Simón Nattanael Alvarenga, conocido artísticamente como Callejero Fino, prestó declaración indagatoria ante la Justicia tras ser detenido por la Policía Bonaerense en la zona de Tigre, luego de que efectivos hallaran dentro de su camioneta Volkswagen Amarok —la cual circulaba sin chapas patentes— una pistola Glock calibre .40 con la numeración limada. Tras la audiencia, el cantante regresó a la celda donde permanece alojado por orden del fiscal de la causa, Cosme Iribarren.
La investigación en su contra fue calificada de manera inicial como tenencia ilegal de arma de guerra. Sin embargo, al momento del acto de indagatoria, el fiscal Iribarren agravó la imputación a portación ilegal de arma de guerra, delito que prevé una pena mínima de tres años de prisión.
Durante su declaración, Alvarenga aceptó responder preguntas y negó la propiedad del armamento secuestrado. Un joven de 27 años, señalado en el expediente como allegado del músico, viajaba en el vehículo al momento del procedimiento y también quedó aprehendido.
La situación procesal del imputado se vio condicionada por una condena previa dictada seis años atrás por el delito de robo a mano armada, antecedente que fue valorado por la fiscalía para rechazar la libertad inmediata. Desde el entorno judicial indicaron que dicho antecedente derivaría en una eventual declaración de reincidencia en caso de un nuevo fallo condenatorio.
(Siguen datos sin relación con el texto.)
PR #2564, opened 2019-07-10
[CL] Output Solutions of Immobile Phases

renchao-lu:
As titled. The solutions of immobile phases defined in the chemical system, i.e., equilibrium phases and kinetic reactants, will be automatically written into the result files. Defining additional transport processes for outputting the solutions of immobile phases is not needed any more.

### DIFF
--- a/ChemistryLib/CreatePhreeqcIO.h
+++ b/ChemistryLib/CreatePhreeqcIO.h
@@ -13,6 +13,11 @@
 
 #include "PhreeqcIO.h"
 
+namespace MeshLib
+{
+class Mesh;
+}
+
 namespace BaseLib
 {
 class ConfigTree;
@@ -26,7 +31,7 @@ class Process;
 namespace ChemistryLib
 {
 std::unique_ptr<PhreeqcIO> createPhreeqcIO(
-    std::size_t const num_nodes,
+    MeshLib::Mesh const& mesh,
     std::vector<std::pair<int, std::string>> const&
         process_id_to_component_name_map,
     BaseLib::ConfigTree const& config,
--- a/ChemistryLib/PhreeqcIOData/CreateKineticReactant.h
+++ b/ChemistryLib/PhreeqcIOData/CreateKineticReactant.h
@@ -9,12 +9,17 @@
 
 #pragma once
 
-#include <boost/optional/optional.hpp>
+#include <boost/optional/optional_fwd.hpp>
 #include <vector>
 
 namespace BaseLib
 {
 class ConfigTree;
+}
+
+namespace MeshLib
+{
+class Mesh;
 }
 
 namespace ChemistryLib
@@ -25,5 +30,6 @@ struct KineticReactant;
 namespace ChemistryLib
 {
 std::vector<KineticReactant> createKineticReactants(
-    boost::optional<BaseLib::ConfigTree> const& config);
+    boost::optional<BaseLib::ConfigTree> const& config,
+    MeshLib::Mesh const& mesh);
 }  // namespace ChemistryLib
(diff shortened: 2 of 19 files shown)


renchao-lu:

La captura se concretó en el cruce de la avenida Italia y la Ruta 27, en la zona de Villa La Ñata, cuando personal de la Comisaría 4° de Benavidez interceptó la marcha de la camioneta al advertir la falta de identificaciones dominiales. Posterior al procedimiento, desde la empresa representante del artista emitieron un comunicado institucional en sus redes sociales en el que señalaron que el cantante se encuentra a disposición de las autoridades para cumplir con los requerimientos formales del proceso.